[Stored dataset items]
○ ○ ○ ○ ○ ○ ○

Issue #965, opened 2025-07-24
[Bug] Support relaying sync Nexus operation failures in Nexus start resolution


cretz:
### Describe the bug

Today unlike Go and Java, Core's Nexus resolving of Nexus operation start _always_ succeeds. To match Go and Java, and general expectations, we need a way for start to resolve with failure if `EVENT_TYPE_NEXUS_OPERATION_FAILED` comes before `EVENT_TYPE_NEXUS_OPERATION_STARTED` and not have to do a check-sync-started-plus-lookahead to know whether start actually failed.

PR #967, opened 2025-07-25
Fail Nexus start operations on sync failure

Sushisource:
## What was changed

○ ○ ○ ○ ○ ○ ○

* Required work *
Search the entries above for "opened". Show every line that has it.

* Task response *
Issue #965, opened 2025-07-24
PR #967, opened 2025-07-25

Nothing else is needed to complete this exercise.